Yes many pros ride with some kind of power meter on their bike. It is no longer an issue because they can build bikes that are below the UCI minimum weight requirement, so the extra mass of the power meter just brings it back up to spec. As far as how the power is measured, seems to me most pros use the SRM-type (measured by a special spider integrated into the crank) which uses strain gauges to measure the amount of deformation when force is applied to the pedals. This deformation can be converted into a force (force = (strain*elastic modulus)/cross-sectional area) and therefore a torque (torque = force applied * distance from the axis of revolution).
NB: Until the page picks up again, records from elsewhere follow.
PR #2060, opened 2012-07-16
Allow assertions issued by person to be used to authenticate.  This make...

lloyd:
...s it possible for "proxy idps" to work without the implementation details leaking out into others verifier implementations.

### DIFF
--- a/lib/primary.js
+++ b/lib/primary.js
@@ -12,7 +12,8 @@ http = require('http'),
 logger = require('./logging.js').logger,
 urlparse = require('urlparse'),
 jwcrypto = require("jwcrypto"),
-config = require("./configuration.js");
+config = require("./configuration.js"),
+secrets = require("./secrets.js");
 
 // alg
 require("jwcrypto/lib/algs/rs");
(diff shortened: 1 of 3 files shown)


tests/lib/primary.js
```diff
@@ -24,18 +24,18 @@ User.prototype.setup = function(cb) {
...
-    
+
     var expiration = new Date();
     expiration.setTime(new Date().valueOf() + 60 * 60 * 1000);
-    
+
     jwcrypto.cert.sign(self._keyPair.publicKey, {email: self.options.email},
                        {expiresAt: expiration, issuer: self.options.domain, issuedAt: new Date()},
-                       {}, g_privKey, function(err, signedCert) {
+                       {}, self.options.privKey || g_privKey, function(err, signedCert) {
```
benadida, line 35: what is the point of this change?

lib/primary.js
```diff
@@ -274,9 +283,10 @@ exports.verifyAssertion = function(assertion, cb) {
   }
 
   var getRoot = function(issuer, next) {
-    // issuer cannot be the browserid
+    // allow assertions rooted in certs issued by us.  this occurs in the proxy_idp case
+    // where we sign assertions for other domains.
     if (issuer === HOSTNAME) {
-      next("cannot authenticate to browserid with a certificate issued by it.");
+      next(null, PUBLIC_KEY);
```
lloyd, line 289: the alternative implementation tactic would be to always go through the getPublicKey call.  This would be problematic, however, because that code checks for authentication and provisioning urls.  this was the approach that affected the least number of lines, but we should consider how to simplify and improve in the future.

benadida, line 289: I like this short-circuiting.

tests/lib/primary.js
lloyd, line 35: so that we can test in our unit tests that auth_with_assertion works for proxy_idp issued certs.  if you look in this file, test/lib/primary.js is written right now assuming all primary users will come from our sample primary.

benadida:
r+ I'm going to merge this. @warner can you check this asynchronously?

ozten:
r+

Issue #2059, opened 2012-07-16
don't select any email address in the picker for a new site


lloyd:
if we have no data regarding which email address a user has used for a specific site that they are logging into, we should not have anything selected by default.

```
15:46 < skinny> lloyd we shouldn't be selecting anything by default
15:46 < skinny> lloyd unless they only have one email
15:47 < skinny> lloyd anything else is yak shaving
```

jrgm:
verified train-2012.08.17 on https://train0817.personatest.org and https://train0817.123done.org, and a little fiddling with localStorage. WIll check when I get back the other sites working with ephemeral.

PR #2067, opened 2012-07-17
Do not select an email address if no email is associated with a site.

shane-tomlinson:
- Still focus the first address if no address is selected.
- Show a tooltip if the user has not selected an email address.
- Adding test helper functions to test for element focus and check.

issue #2059


lloyd:
assigning @seanmonstar to this one.

seanmonstar:
r+

Issue #2068, opened 2012-07-17
frontend: use named constants instead of hard coding password min and max length


shane-tomlinson:
Setting up to fix #1992

PR #2069, opened 2012-07-17
Instead of hard coding 8 and 80, use named constants.

shane-tomlinson:
issue #2068


lloyd:
r+ - extremely low risk, nice cleanup.  and as always, a test rich patch.

PR #2075, opened 2012-07-17
not BrowserID, but Persona

lloyd:
fix text in manage page


jrgm:
verified on awsbox train-2012.07.20

Issue #2080, opened 2012-07-18
limit length of URLs and paths passed to dialog


shane-tomlinson:
IE8 limits URLs to 2083 total bytes with 2048 bytes in the path.

See http://support.microsoft.com/kb/q208427

jedp:
Generously re-assigning from me to @seanmonstar in the hope that he actually has IE8 somewhere

seanmonstar:
You are too kind.

PR #2081, opened 2012-07-18
Set a max length of URLs and URL paths.

shane-tomlinson:
issue #2080


seanmonstar:
Mostly looks good. Are errors that are thrown usually strings? If that's how the rest are, then fine, follow the pattern. If not, can we throw an `Error`?

shane-tomlinson:
@seanmonstar - unfortunately, we have been throwing strings.  I have wanted to make this conversion to new Error and it's subtypes, but have not yet.

refactorage time.

PR #2085, opened 2012-07-18
Update copy for forgot password on main site to match dialog.

shane-tomlinson:
issue #2023


seanmonstar:
Copy looks fine, but the issue suggests changed the flow completely.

Finally, knowing the cadence, Power = torque x angular velocity (speed of revolution). Powertaps work in a similar way, but measure power at the rear hub using the torque applied to it by the chain turning the cassette.



Cadent said:


> Wonder if Versus airs any of the female races? Aside from the allure of fit women in spandex, I would like to see a compare/contrast in riding styles. Are women generally more or less collaborative than males? Or are riding strategies the same, regardless of the gender?


I wish I could answer this, but I'm willing to bet that the teams and strategies are just as well-developed as the men's side. Cervelo Test Team and Columbia HTC also field women's teams, but I don't know if any other male pro-teams field female versions.


----------



## Cadent (May 16, 2010)

JCavilia said:


> Meters. Strain guages built into the crankarms or spider (in the models used by most Tour teams -- other versions are in the rear hub). I don't think all the teams use them, and not all have telemetry for real-time data (they can store data for later download and analysis).
> 
> Regular old gear-head recreational cyclists use these sometimes, though they're way too spendy for my habits. They add thousands to the cost of the bike.


OOOOoookkkkkkkkaaaayyyyyyyy..... aside from offering an intriguing stat, what purpose does knowing the watt output of a rider serve? Is this a way of determining how hard the rider must pedal at a certain point? A guage of leg strength? Brute force? 

Seems rather obvious you pedal harder uphill...and the harder you pedal the faster you go.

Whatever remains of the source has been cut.